ACTIVITY
Print out all the records, word for word.

MATERIAL FOR THE TASK
PR #5050, opened 2019-04-12
git_repository_init: stop traversing at windows root

### LINKED ISSUE #5013: git_repository_init_ext doesn't return when non-existent path contains subdirectory
Originally reported in https://github.com/libgit2/libgit2sharp/issues/1664, it appears that `git_repository_init_ext` never returns if the path passed in via `repo_path` contain a subdirectory.

For example, passing in `c:\foo` when it doesn't exist works fine. Passing in `c:\foo\foo` when `c:\foo` doesn't exist causes it to never return.

For drives that don't exist, `x:\foo` returns the appropriate error. `x:\foo\foo` never returns.

### Reproduction steps
Here's how it's being called from LibGit2Sharp: 
https://github.com/libgit2/libgit2sharp/blob/72a5be4860779e5d2fd6d2900d3dcc119588fbc9/LibGit2Sharp/Core/Proxy.cs#L2471-L2484
### Expected behavior
`git_repository_init_ext` should return with appropriate error code.
### Actual behavior
`git_repository_init_ext` never returns

572e4d8c1f1d42feac1c770f0cddf6fda6c4eca0

Win10

ethomson:
Stop traversing the filesystem at the Windows directory root.  We were calculating the filesystem root for the given directory to create, and walking up the filesystem hierarchy.  We intended to stop when the traversal path length is equal to the root path length (ie, stopping at the root, since no path may be shorter than the root path).

However, on Windows, the root path may be specified in two different ways, as either `Z:` or `Z:\`, where `Z:` is the current drive letter. `git_path_dirname_r` returns the path _without_ a trailing slash, even for the Windows root.  As a result, during traversal, we need to test that the traversal path is _less than or equal to_ the root path length to determine if we've hit the root to ensure that we stop when our traversal path is `Z:` and our calculated root path was `Z:\`.

Without this change, when we're traversing through a nonexistent directory (eg, `Z:\nonexistent`), we will never detect the filesystem root (`Z:` != `Z:\`) and loop infinitely.

Fixes #5013.

### DIFF
--- a/src/fileops.c
+++ b/src/fileops.c
@@ -489,10 +489,13 @@ int git_futils_mkdir(
 
 		assert(len);
 
-		/* we've walked all the given path's parents and it's either relative
-		 * or rooted.  either way, give up and make the entire path.
+		/*
+		 * We've walked all the given path's parents and it's either relative
+		 * (the parent is simply '.') or rooted (the length is less than or
+		 * equal to length of the root path).  The path may be less than the
+		 * root path length on Windows, where `C:` == `C:/`.
 		 */
-		if ((len == 1 && parent_path.ptr[0] == '.') || len == root_len+1) {
+		if ((len == 1 && parent_path.ptr[0] == '.') || len <= root_len) {
 			relative = make_path.ptr;
 			break;
 		}
--- a/tests/repo/init.c
+++ b/tests/repo/init.c
@@ -877,3 +877,15 @@ void test_repo_init__at_filesystem_root(void)
 	git_buf_dispose(&root);
 	git_repository_free(repo);
 }
+
+void test_repo_init__nonexistent_paths(void)
+{
+	git_repository *repo;
+
+#ifdef GIT_WIN32
+	cl_git_fail(git_repository_init(&repo, "Q:/non/existent/path", 0));
+	cl_git_fail(git_repository_init(&repo, "Q:\\non\\existent\\path", 0));
+#else
+	cl_git_fail(git_repository_init(&repo, "/non/existent/path", 0));
+#endif
+}


ethomson:
Note that there's at least one other obvious way to fix this, and that's to make `dirname_r` return a slash-terminated path for the root.  That is to say that presently, when called with `Z:\dir`, the results of `dirname_r` will be `Z:` instead of `Z:\`.

This change certainly _seems_ correct, but also risky.  It's possibly that other parts of the system may be relying on that behavior.

More importantly, though, there's now a single definition of a root path from `dirname_r`.  If we were to keep the trailing slash when given `Z:\dir`, then we would have a potential difference in the root path returns for some inputs - namely when we give `dirname_r` a root path without a trailing slash.  Namely, if we try to return `Z:\` for the `dirname_r` of `Z:\foo`, then we would also return `Z:\` for the `dirname_r` of `Z:\` itself, which seems like no problem.  However, if we call `dirname_r` on `Z:` then we cannot _append_ a trailing slash.  Thus `dirname_r` of `Z:\` and `Z:` will be different, which seems very wrong.

As a result, I'm not touching `dirname_r` and instead changing the way we calculate if we've hit the root path.

src/fileops.c
```diff
@@ -489,10 +489,13 @@ int git_futils_mkdir(
...
-		/* we've walked all the given path's parents and it's either relative
-		 * or rooted.  either way, give up and make the entire path.
+		/*
+		 * We've walked all the given path's parents and it's either relative
+		 * (the parent is simply '.') or rooted (the length is less than or
+		 * equal to length of the root path).  The path may be less than the
+		 * root path length on Windows, where `C:` == `C:/`.
 		 */
-		if ((len == 1 && parent_path.ptr[0] == '.') || len == root_len+1) {
+		if ((len == 1 && parent_path.ptr[0] == '.') || len < root_len + 1) {
```
pks-t: `len <= root_len`? A bit easier to read in my opinion. Other than that this fix looks good to me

RESULT BELOW
PR #5050, opened 2019-04-12
git_repository_init: stop traversing at windows root

### LINKED ISSUE #5013: git_repository_init_ext doesn't return when non-existent path contains subdirectory
Originally reported in https://github.com/libgit2/libgit2sharp/issues/1664, it appears that `git_repository_init_ext` never returns if the path passed in via `repo_path` contain a subdirectory.

For example, passing in `c:\foo` when it doesn't exist works fine. Passing in `c:\foo\foo` when `c:\foo` doesn't exist causes it to never return.

For drives that don't exist, `x:\foo` returns the appropriate error. `x:\foo\foo` never returns.

### Reproduction steps
Here's how it's being called from LibGit2Sharp: 
https://github.com/libgit2/libgit2sharp/blob/72a5be4860779e5d2fd6d2900d3dcc119588fbc9/LibGit2Sharp/Core/Proxy.cs#L2471-L2484
### Expected behavior
`git_repository_init_ext` should return with appropriate error code.
### Actual behavior
`git_repository_init_ext` never returns

572e4d8c1f1d42feac1c770f0cddf6fda6c4eca0

Win10

ethomson:
Stop traversing the filesystem at the Windows directory root.  We were calculating the filesystem root for the given directory to create, and walking up the filesystem hierarchy.  We intended to stop when the traversal path length is equal to the root path length (ie, stopping at the root, since no path may be shorter than the root path).

However, on Windows, the root path may be specified in two different ways, as either `Z:` or `Z:\`, where `Z:` is the current drive letter. `git_path_dirname_r` returns the path _without_ a trailing slash, even for the Windows root.  As a result, during traversal, we need to test that the traversal path is _less than or equal to_ the root path length to determine if we've hit the root to ensure that we stop when our traversal path is `Z:` and our calculated root path was `Z:\`.

Without this change, when we're traversing through a nonexistent directory (eg, `Z:\nonexistent`), we will never detect the filesystem root (`Z:` != `Z:\`) and loop infinitely.

Fixes #5013.

### DIFF
--- a/src/fileops.c
+++ b/src/fileops.c
@@ -489,10 +489,13 @@ int git_futils_mkdir(
 
 		assert(len);
 
-		/* we've walked all the given path's parents and it's either relative
-		 * or rooted.  either way, give up and make the entire path.
+		/*
+		 * We've walked all the given path's parents and it's either relative
+		 * (the parent is simply '.') or rooted (the length is less than or
+		 * equal to length of the root path).  The path may be less than the
+		 * root path length on Windows, where `C:` == `C:/`.
 		 */
-		if ((len == 1 && parent_path.ptr[0] == '.') || len == root_len+1) {
+		if ((len == 1 && parent_path.ptr[0] == '.') || len <= root_len) {
 			relative = make_path.ptr;
 			break;
 		}
--- a/tests/repo/init.c
+++ b/tests/repo/init.c
@@ -877,3 +877,15 @@ void test_repo_init__at_filesystem_root(void)
 	git_buf_dispose(&root);
 	git_repository_free(repo);
 }
+
+void test_repo_init__nonexistent_paths(void)
+{
+	git_repository *repo;
+
+#ifdef GIT_WIN32
+	cl_git_fail(git_repository_init(&repo, "Q:/non/existent/path", 0));
+	cl_git_fail(git_repository_init(&repo, "Q:\\non\\existent\\path", 0));
+#else
+	cl_git_fail(git_repository_init(&repo, "/non/existent/path", 0));
+#endif
+}


ethomson:
Note that there's at least one other obvious way to fix this, and that's to make `dirname_r` return a slash-terminated path for the root.  That is to say that presently, when called with `Z:\dir`, the results of `dirname_r` will be `Z:` instead of `Z:\`.

This change certainly _seems_ correct, but also risky.  It's possibly that other parts of the system may be relying on that behavior.

More importantly, though, there's now a single definition of a root path from `dirname_r`.  If we were to keep the trailing slash when given `Z:\dir`, then we would have a potential difference in the root path returns for some inputs - namely when we give `dirname_r` a root path without a trailing slash.  Namely, if we try to return `Z:\` for the `dirname_r` of `Z:\foo`, then we would also return `Z:\` for the `dirname_r` of `Z:\` itself, which seems like no problem.  However, if we call `dirname_r` on `Z:` then we cannot _append_ a trailing slash.  Thus `dirname_r` of `Z:\` and `Z:` will be different, which seems very wrong.

As a result, I'm not touching `dirname_r` and instead changing the way we calculate if we've hit the root path.

src/fileops.c
```diff
@@ -489,10 +489,13 @@ int git_futils_mkdir(
...
-		/* we've walked all the given path's parents and it's either relative
-		 * or rooted.  either way, give up and make the entire path.
+		/*
+		 * We've walked all the given path's parents and it's either relative
+		 * (the parent is simply '.') or rooted (the length is less than or
+		 * equal to length of the root path).  The path may be less than the
+		 * root path length on Windows, where `C:` == `C:/`.
 		 */
-		if ((len == 1 && parent_path.ptr[0] == '.') || len == root_len+1) {
+		if ((len == 1 && parent_path.ptr[0] == '.') || len < root_len + 1) {
```
pks-t: `len <= root_len`? A bit easier to read in my opinion. Other than that this fix looks good to me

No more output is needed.